Par ailleurs, la clôture ayant été fixée au 6 octobre 2025, il sera considéré que la défenderesse a bénéficié d’un délai suffisant pour préparer sa défense et constituer avocat.
Par conséquent, le tribunal peut valablement statuer sur les demandes qui lui sont soumises malgré la défaillance de l’URSSAF [Adresse 5], et le jugement sera réputé contradictoire.
B) Sur le désistement d’instance :
L’article 384 du Code de procédure civile dispose que « en dehors des cas où cet effet résulte du jugement, l’instance s’éteint accessoirement à l’action par l’effet de la transaction, de l’acquiescement, du désistement d’action ou, dans les actions non transmissibles, par le décès d’une partie. L’extinction de l’instance est constatée par une décision de dessaisissement. Il appartient au juge de donner force exécutoire à l’acte constatant l’accord des parties, que celui-ci intervienne devant lui ou ait été conclu hors sa présence ».
Aux termes de l’article 394 du Code de procédure civile, le demandeur peut, en toute matière, se désister de sa demande en vue de mettre fin à l’instance.
En outre, l’article 395 dudit Code dispose que « le désistement n’est parfait que par l’acceptation du défendeur. Toutefois, l’acceptation n’est pas nécessaire si le défendeur n’a présenté aucune défense au fond ou fin de non-recevoir au moment où le demandeur se désiste ».
En l’espèce, Madame [P] [H] demande, dans ses dernières conclusions, de voir constater son désistement d’instance, au motif qu’un accord a été conclu entre les parties.
Cette demande apparait régulière en la forme.
En outre, dans la mesure où l’URSSAF CENTRE VAL DE LOIRE n’a pas constitué avocat, il apparaît que la défenderesse n’a présenté aucune dépense au fond ni aucune fin de non-recevoir au moment où Madame [P] [H] a indiqué se désister.
Par conséquent, le désistement d’instance de Madame [P] [H] sera constaté, et ce désistement sera déclaré parfait.
C) Sur les dépens :
Aux termes de l’article 399 du Code de procédure civile, le désistement emporte, sauf convention contraire, soumission de payer les frais de l’instance éteinte.
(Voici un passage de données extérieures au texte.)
PR #613, opened 2025-05-17
[nrf toup] Disable BLE SMP buffer scaling on nRF54L10

LuDuda:
Disable automatic increase of the Bluetooth SMP MTU and RX buffers on the nRF54L10 SoC.

### DIFF
--- a/config/nrfconnect/chip-module/Kconfig.features
+++ b/config/nrfconnect/chip-module/Kconfig.features
@@ -184,10 +184,10 @@ config MCUMGR_SMP_COMMAND_STATUS_HOOKS
 
 # Increase BT MTU and RX buffer for big size DFU messages
 config BT_L2CAP_TX_MTU
-	default 498
+	default 498 if !SOC_NRF54L10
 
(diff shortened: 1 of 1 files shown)


kkasperczyk-no (commented):
Why don't we need it only for 54L10? Or is there some issue with RAM usage and we want to decrease it?

LuDuda:
@kkasperczyk-no would it work like this, or you prefer to align all the board files to force smaller buffers? Note that this configuration is enabled only when CHIP BLE SMP is enabled.

kkasperczyk-no:
> @kkasperczyk-no would it work like this, or you prefer to align all the board files to force smaller buffers? Note that this configuration is enabled only when CHIP BLE SMP is enabled.

Ok, so using board files could not be the perfect choice. I'm ok to keep it as is, but please add a comment that it was decreased because of them RAM usage. Otherwise someone may wonder why this specific board requires different configuration for SMP.

adigie (approved):

kkasperczyk-no (approved):

PR #615, opened 2025-05-19
[nrf noup] Build chip-tool with logs

adigie:
Add `enable_im_pretty_print=true` to enable detailed debug logs.

manifest-pr-skip


LuDuda (approved):

Damian-Nordic:
I thought `is_debug` not only enables debug logs but also enables C asserts and disable some optimizations. Isn't there more specific flag for just enabling logs that you need?

doublemis1:
I remember some config like PRETTY_PRINT or something similar

Damian-Nordic (approved):

PR #621, opened 2025-06-25
Enabled Matter operation with Openthread and without Zephyr L2

kkasperczyk-no:
Cherry-picked enabler commit from Matter upstream and added few required fixes.

### Testing
Automated tests in CI


src/platform/Zephyr/ThreadStackManagerImpl.cpp
```diff
@@ -52,18 +52,18 @@ CHIP_ERROR ThreadStackManagerImpl::_InitThreadStack()
 
 void ThreadStackManagerImpl::_LockThreadStack()
 {
-    openthread_api_mutex_lock(openthread_get_default_context());
+    openthread_mutex_lock();
```
ArekBalysNordic, line 55: It can cause problems in the upstream, because it is valid only from a specific Zephyr version.

adigie: You can include `zephyr/version.h` and then use `KERNEL_VERSION_MAJOR` and `KERNEL_VERSION_MINOR`. I think this API is available in `4.1`.

adigie (approved):

PR #632, opened 2025-07-30
[nrf fromlist][dnssd] Fixed buffer sizes for dns names

kkasperczyk-no:
#### Summary
The DNS browse for vendor id subtype does not work, as full name does not fit in the provided buffer.

By the way of investigating this issue couple of other issues were found:

* Started to use full service name including subtypes for dns browse results handling in Thread implementation
* Fixed max commissionable and commissioner service name sizes that didn't include . character
* Fixed kDnssdFullTypeAndProtocolMaxSize that did not include _sub phrase

#### Testing
Tested manually using `dns browse` command from the dns shell for the _V and _L subtypes.


ArekBalysNordic (approved):

kkasperczyk-no:
> Btw. Shouldn't this be [nrf fromlist] as you have contributed it as well.
yes, I've just pushed PR to upstream afterwards. Once it will be approved there I will change this one to fromtree/fromlist

PR #640, opened 2025-08-20
[nrf noup] Workaround for the KMU usage with the new NOC approach

ArekBalysNordic:
Now, we copy the NOC key from volatile to persistent space during the commissioning OP keypair.

Currently, psa_copy_key does not work for KMU, so we must export this key and import it again as a workaround.

This PR is a workaround and can be fully reverted once the NCSDK-34997 issue is resolved.

#### Testing

In NCS.

manifest-pr-skip


doublemis1:
@ArekBalysNordic should we address it or it is currently blocked?

ArekBalysNordic:
> @ArekBalysNordic should we address it or it is currently blocked?

Still waiting for the review :)

PR #644, opened 2025-09-30
[nrf toup] [nrfconnect] Remove dependency to DK in Matter configuration

ArekBalysNordic:
In Matter configuration there must not be anything related to DK. All DK-related Kconfigs must be defined in the application.

#### Testing

NRF

manifest-pr-skip


config/nrfconnect/chip-module/Kconfig.features
```diff
@@ -21,7 +21,7 @@ if CHIP
 
 config CHIP_QSPI_NOR
 	bool "Enable QSPI NOR feature set"
-	imply NORDIC_QSPI_NOR
+	default y if NORDIC_QSPI_NOR
```
kkasperczyk-no, line 24: I think this symbol becomes pointless now. It was created to enable required nrf/zephyr symbols from Matter. If you want to set it in a reversed order, just use `NORDIC_QSPI_NOR` in .cpp code and remove this symbol at all.

config/nrfconnect/chip-module/Kconfig.features
```diff
@@ -35,9 +35,7 @@ endif # CHIP_QSPI_NOR
 
 config CHIP_SPI_NOR
 	bool "Enable SPI NOR feature set"
-	imply SPI
-	imply SPI_NOR
-	imply MULTITHREADING
+	default y if SPI_NOR
```
kkasperczyk-no, line 38: Ditto, I don't think we need this symbol if it's going to be set by nrf symbol.

kkasperczyk-no: Btw who is going to set `SPI_NOR` now? I don't see it in Matter samples

config/nrfconnect/chip-module/Kconfig.features
```diff
@@ -130,8 +128,6 @@ endif
 
 config CHIP_DFU_OVER_BT_SMP
 	bool "Enable DFU over Bluetooth LE SMP feature set"
-	imply CHIP_QSPI_NOR if BOARD_NRF5340DK_NRF5340_CPUAPP || BOARD_NRF52840DK_NRF52840
```
kkasperczyk-no, line 133: The same question, who is going to take care of enabling SPI_NOR/QSPI_NOR? Our documentation says it's enough to enable this config to support DFU, but now it is not going to be true.

config/nrfconnect/chip-module/Kconfig.features
ArekBalysNordic: Driver itself according to DTS

kkasperczyk-no: Cool, it must be something "new", because few years back it was not working like this.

En l’espèce, Madame [P] [H] s’est désistée, et aucune pièce du dossier ne permet d’établir l’existence d’un accord entre les parties portant sur la charge des dépens.
Par conséquent, Madame [P] [H] sera condamnée à supporter la charge des dépens.
PAR CES MOTIFS :
Le tribunal, statuant publiquement après débats publics, par jugement réputé contradictoire rendu en premier ressort, mis à disposition au greffe ;
CONSTATE le désistement d’instance de Madame [P] [H] ;
DÉCLARE ce désistement parfait ;
CONSTATE l’extinction de l’instance ;
ORDONNE le retrait de l’instance inscrite du rôle général ;
CONDAMNE Madame [P] [H] aux dépens ;
Ainsi jugé et prononcé par le juge du Tribunal Judiciaire de CHAMBÉRY le 02 Février 2026.